(Dataset entries)
^^^^^^^^^^^^^^^^
PR #2661, opened 2024-04-12
Fix bc-worker build

Traf333:
### Context
this PR fixes missing usage of type

```rs
   --> src/rpc/worker_api_direct.rs:346:46
    |
346 | ...                   return match GLOBAL_SCHEDULED_ENCLAVE.update(bn, enclave_to_set) {
    |                                                             ^^^^^^ method not found in `GLOBAL_SCHEDULED_ENCLAVE`
    |
    = help: items from traits can only be used if the trait is in scope
help: the following trait is implemented but not in scope; perhaps add a `use` for it:
    |
18  | use lc_scheduled_enclave::ScheduledEnclaveUpdater;
 ```

was broken by [this PR](https://github.com/litentry/litentry-parachain/pull/2620/files#diff-be10719c49f6f4fc36bc4b54ffda6f5a023254abf927033cd2b93396b8a027dcR52)

PR #2662, opened 2024-04-12
check `development` feature for bitacross in ci

kziemianek:
Adds check for `development` feature to bitacross GH jobs.


kziemianek:
This will fail untill #2661 is merged.

Traf333 (approved):
thanks for addressing this one ✔️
^^^^^^^^^^^^^^^^
For the entries above, transcribe precisely the lines from the one with "PR #2662, opened 2024-04-12" through the end, including both.

PR #2662, opened 2024-04-12
check `development` feature for bitacross in ci

kziemianek:
Adds check for `development` feature to bitacross GH jobs.


kziemianek:
This will fail untill #2661 is merged.

Traf333 (approved):
thanks for addressing this one ✔️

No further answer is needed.